**WORK TO BE COMPLETED**: Reproduce exactly, and only, the lines below from the one containing "that seam twice." through the one containing "There is no".

Dataset entries:
Issue #561, opened 2026-09-07
lib, ui: nothing compares `uf_lib`'s parts lists against the components the package ships


ubugeeei:
`crates/uf_lib/src/registry.rs` mirrors every package's *export* list and `the_registry_names_exactly_what_each_package_exports` holds it to the real entry point. `crates/uf_lib/src/ui.rs` mirrors every component's *parts* list and nothing holds it to anything.

So `Combobox` grew `Group` and `GroupLabel` in [#558](https://github.com/ubugeeei-prod/uf/pull/558) and the Rust list still said seven parts, with every test passing. It was found by reading, which is not a check.

**Done**: a test of the same shape as the registry's — read the namespace object each component exports, compare it against the parts named here, and fail naming both directions. `Command` is the interesting case: it is listed and deliberately not implemented, so the test has to know the difference between "absent because nobody wrote it" and "absent on purpose", which means that fact belongs in the data rather than in a comment.

Found while merging #558.

PR #563, opened 2026-09-07
feat(server): QUERY, event streams, an upgrade a handler can accept, and a queue

### LINKED ISSUE #512: server: the HTTP QUERY method
QUERY is a safe, idempotent method with a request body — the thing `GET` with a long query string is a workaround for. Route handlers accept the fixed set of verbs and QUERY is not in it.

**Done**: `QUERY` is a handler a route can export; the router matches it; the client helper sends it; and what happens on a runtime or a proxy that refuses the method is stated rather than discovered — which is most of the work, because that is the reason it is not already everywhere.

Part of #488.

### LINKED ISSUE #529: server: SSE, WebSockets, and a queue
Three things a real application needs from its server that uf has no answer for.

* **Server-sent events.** A route handler that returns a stream, and a client hook that reconnects. The smallest of the three and the one most applications actually want.
* **WebSockets.** An upgrade a route handler can accept, which the adapters have to agree about: `node` can, `edge` can with a different API, and `serverless` mostly cannot. That disagreement is the design work.
* **A queue.** Work that outlives a request. `after()` exists and runs in-process — #389 says it runs *before* the response is sent, which is its own bug — and a queue is the durable version: a job, a handler, a retry policy, and a backend contract with one implementation.

Each needs the capability contract `docs/security.md` and the adapter matrix already ask for: a deployment target that cannot hold a socket open must refuse the configuration rather than accept it and drop connections.

Part of #488, and adjacent to #391 (six adapters) and #389.

ubugeeei:
Two issues in one pull request, because they are one seam. `QUERY`, event
streams, WebSockets and a queue are all a route handler asking the host for
something the host may not have, and splitting them would have meant designing
that seam twice.

### `QUERY` — a `GET` with a body

A handler exports it like any other verb:

```js
// app/api/search/_uf.route.js
// @flow
export async function QUERY(request: Request): Promise<Response> {
  return Response.json(await search(await request.json()));
}
```

and the client helper sends one:

```js
const hits = await api.request("/search", { method: "QUERY", body: { filters } });
```

It is retried like the other safe methods, and it appears in the `Allow` header
of a 405 so a client can tell it is offered.

**What refuses it is most of the work.** Nothing in uf does. A proxy, CDN or
WAF with a list of verbs answers `405` or `501` itself, so the request never
arrives and the failure looks exactly like a route that does not exist — from a
server that never got the chance to have one. `@uniflowed/fetch` says that in
the error rather than passing the status through. A cache in front of the
application must not store a `QUERY`; uf's own route cache stays `GET`-only.
`<form>`, `XMLHttpRequest` and `EventSource` cannot send it and `fetch` can.

There is no method-override header and there will not be:
`X-HTTP-Method-Override` on a `POST` is an inbound header steering dispatch,
which is the shape of CVE-2025-29927 and is forbidden by `docs/security.md`.

The verb list was also closed in name only — `pick` looked the method up on the
module, so a module exporting `PURGE` answered a `PURGE`. It is closed now.

### Server-sent events

```js
// app/api/progress/_uf.route.js
// @flow
import { eventStream } from "@uniflowed/server/events";

export function GET(): Response {
  return eventStream((sink) => {
    const timer = setInterval(() => sink.send({ event: "tick", data: percent() }), 1000);
    return () => clearInterval(timer);
  });
}
```

It is a `Response`, so it needs nothing new from the dispatcher. `eventStream`
writes the format, sets the headers that stop a proxy holding the whole stream
until it ends, sends a heartbeat so an idle connection is not closed by
something in the middle, runs the source's cleanup when the client hangs up,
and disconnects a reader that falls more than twice the high-water mark behind
rather than accumulating it.

The client half:

```js
import { useEventSource } from "@uniflowed/hooks/events";

const stream = useEventSource("/api/progress", { events: ["tick"] });
// stream.status: "idle" | "connecting" | "open" | "closed"
// stream.last:   { name, data, id } | null
```

`EventSource` reconnects on its own and needs no help — except in the one case
where it gives up permanently: a response that is not a `200` with
`content-type: text/event-stream`, which is what a deployment restarting looks
like. The hook reopens that on a doubling delay, stays out of the way while the
browser is retrying by itself, and reports the connection as state. It is
`"idle"` on the server and on the first client render, and opens nothing during
a render.

### WebSockets

```js
// app/api/room/[id]/_uf.route.js
// @flow
import { upgradeWebSocket } from "@uniflowed/server/socket";

export function GET(request: Request, context: HandlerContext): Response {
  const { response, socket } = upgradeWebSocket(request);
  socket.addEventListener("message", (event) => socket.send(String(event.data)));
  return response;
}
```

**uf defines the upgrade and the deployment supplies it.** Node has no
server-side `WebSocket` at all; Deno answers `{ response, socket }`; Bun answers
a boolean and puts the handlers on the server; Cloudflare wants a
`WebSocketPair` and a `Response` carrying `webSocket`; a Lambda cannot. Four
spellings and one refusal, and no naming makes them one API — so uf implements
none of them and owns the shape they reduce to, `(request) => { response,
socket }`, passed as `websocket` where the host is built:

```js
createFetchHandler({ app, document, capabilities: nodeCapabilities({ websocket }) });
```

A built-in wrapping `ws` would make uf the thing that decides which WebSocket
library a project has, which is what `docs/red-lines.md` rule 3 exists to
prevent.

### A queue

```js
// @flow
import { defineJob, enqueue } from "@uniflowed/server/queue";

export const sendWelcome = defineJob({
  name: "send-welcome",
  retry: { attempts: 5 },
  run: async (payload) => mail(payload.to),
});

export async function POST(request: Request): Promise<Response> {
  const user = await create(await request.json());
  await enqueue(sendWelcome, { to: user.email });
  return Response.json(user, { status: 201 });
}
```

## What a deployment has to provide for the queue

**uf provides:** the job and its name, so a worker in another process can find
the function again; the payload boundary, serialised as JSON where it is
enqueued rather than where it is stored, so the in-process backend behaves
exactly like a durable one; the retry policy and its backoff; `createRunner`,
which is the function a consumer calls per record and where the retry decision
is made, so every backend retries the same way; the five-field record shape, so
an implementation over SQS, a Redis list or a Postgres table is a `push` and a
loop rather than an adapter; and one backend, `memoryQueue`, that runs in this
process.

**The deployment provides two things no configuration flag can:**

1. **Durable storage.** `memoryQueue` is an array. A restart loses everything
   in it, two instances behind a load balancer each have their own, and nothing
   is acknowledged. That is a legitimate small deployment — one long-lived
   process, work that can be lost — and it says `durable: false` on the value
   so an adapter can refuse it rather than a person having to have read a
   paragraph.
2. **A consumer: a process that exists when no request is being answered.** A
   container or a long-lived Node process has one. A serverless function does
   not — it is frozen between invocations. A worker isolate does not either;
   the platform may tear it down the moment the response is written, which is
   the same reason `after()` there goes through `ctx.waitUntil`. On both, the
   storage has to be elsewhere *and* the drain has to be something else: a
   scheduled invocation, a queue-triggered function, a container beside the
   site.

Delivery is at least once — a record handed to a runner whose process then dies
is a record the backend still holds — so a job that charges a card needs its own
idempotency key. That is stated in the module rather than left to be discovered,
because it cannot be fixed later by a library.

## What each target can do, and what it refuses

| Target | Streams | Outlives the response | Event streams | WebSockets | In-process queue |
| --- | --- | --- | --- | --- | --- |
| `uf dev`, `uf preview`, `uf start` | yes | yes | yes | with an upgrader | yes |
| `node`, `container`, `--compile` | yes | yes | yes | with an upgrader | yes |
| `edge` | yes | no | yes | with an upgrader | **refused** |
| `serverless` | no | no | **refused** | **refused** | **refused** |

Refused at wiring time where it can be — `lambdaCapabilities({ websocket })`
throws, so a deployment that would accept handshakes and drop every one fails to
start — and at the point the handler asks where it cannot, with the target
named, rather than as a connection nobody serves.

## Verification

Run from the worktree, with the `uf` binary from
`.claude/worktrees/vite-typescript-nextjs-toolchain-c3f5e2/target/debug/uf`:

| Command | Result |
| --- | --- |
| `uf test tests/library` | **2000 passed, 0 failed, 1 skipped**, 51 files, 19.8s |
| `uf lint` | **0 errors, 14 warnings** — the same fourteen `main` reports |
| `uf fmt --check` | **every file is already formatted** |
| `uf check` | **fails, and fails identically on `main`** — see below |

**`uf check` fails on `main` and this change does not move it.** Measured cold
(`rm -rf .uf/cache/check`) and back to back on the same machine: `main` reports
**1883 errors**, this branch reports **1883 errors**. The first version of this
branch added 22 — a deprecated `+` variance sigil, an unannotated empty array, a
structural stream-controller type a class instance cannot satisfy, and a handful
of missing annotations in the new suite — and every one of them is fixed in the
commit. `uf check` is not in `uf run ci`, which is why the 1883 stand.

Two things about `uf check` are worth reporting rather than papering over, and
neither is caused by this change:

- **Its results are not stable across runs.** The same tree reported 3439 and
  1883 in two sessions an hour apart, and a warm cache and a cold one disagreed
  by 1600 on one tree. The per-file numbers move with them. Only a back-to-back
  cold pair is comparable, which is what the paragraph above is.
- **It intermittently exceeds its own inference budget** on
  `tests/library/ui.test.js`, a file this branch does not touch, and stops the
  run: `type inference for tests/library/ui.test.js exceeded its 36240ms
  budget`. It happened twice on a loaded machine and not on an idle one.

44 new test cases, in `tests/library/transports.test.js` (the three server
modules and the capability refusals), `route-handler.test.js` (QUERY dispatch,
`Allow`, and the verb that is no longer answered), `fetch.test.js` (sending,
retrying and the 405 message), `hooks.test.js` (the hook's four cases, including
the reconnect the browser will not make) and `hooks-ssr.test.js` (it opens
nothing during a prerender).

Closes #512.
Closes #529.

---
<a href="https://app.blacksmith.sh/ubugeeei-prod/codesmith/uf/pr/563"><picture><source media="(prefers-color-scheme: dark)" srcset="https://pr-comments-assets.blacksmith.sh/codesmith/view-with-codesmith-dark-v2.svg"><source media="(prefers-color-scheme: light)" srcset="https://pr-comments-assets.blacksmith.sh/codesmith/view-with-codesmith-light-v2.svg">View with [code]smith</picture></a> <a href="https://backend.blacksmith.sh/track/enable-autofix?expires=1791372177&installation_model_id=422833&pr_number=563&repository=ubugeeei-prod%2Fuf&return_to=https%3A%2F%2Fgithub.com%2Fubugeeei-prod%2Fuf%2Fpull%2F563&signature=02e0cbf8c5594b7f37f86de5eb9b204be0b4b24805701af29aace82404f88153"><picture><source media="(prefers-color-scheme: dark)" srcset="https://pr-comments-assets.blacksmith.sh/codesmith/autofix-with-codesmith-dark.svg"><source media="(prefers-color-scheme: light)" srcset="https://pr-comments-assets.blacksmith.sh/codesmith/autofix-with-codesmith-light.svg">Autofix with [code]smith</picture></a>


ubugeeei:
Applied the `registry.rs` edit — `useEventSource` in sorted position, `cargo test -p uf_lib --lib` 9 passed. Auto-merge armed.

One correction to your point 3: `registry.rs` **is** cross-checked — `the_registry_names_exactly_what_each_package_exports` compares it against every package's real entry point, which is exactly how your `useEventSource` drift surfaced. The list that is *not* checked is `crates/uf_lib/src/ui.rs`'s component parts, which I filed as #561 an hour ago after the same thing happened there.

Your points 1 and 2 about `uf check` are serious and I am filing both — a checker whose answer depends on cache state is a checker nobody can act on, and a wall-clock inference budget that fails under load is a CI flake waiting to happen. Thank you for measuring cold-vs-cold rather than reporting the raw numbers.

**RESULT OF THE EXERCISE**:
that seam twice.

### `QUERY` — a `GET` with a body

A handler exports it like any other verb:

```js
// app/api/search/_uf.route.js
// @flow
export async function QUERY(request: Request): Promise<Response> {
  return Response.json(await search(await request.json()));
}
```

and the client helper sends one:

```js
const hits = await api.request("/search", { method: "QUERY", body: { filters } });
```

It is retried like the other safe methods, and it appears in the `Allow` header
of a 405 so a client can tell it is offered.

**What refuses it is most of the work.** Nothing in uf does. A proxy, CDN or
WAF with a list of verbs answers `405` or `501` itself, so the request never
arrives and the failure looks exactly like a route that does not exist — from a
server that never got the chance to have one. `@uniflowed/fetch` says that in
the error rather than passing the status through. A cache in front of the
application must not store a `QUERY`; uf's own route cache stays `GET`-only.
`<form>`, `XMLHttpRequest` and `EventSource` cannot send it and `fetch` can.

There is no method-override header and there will not be:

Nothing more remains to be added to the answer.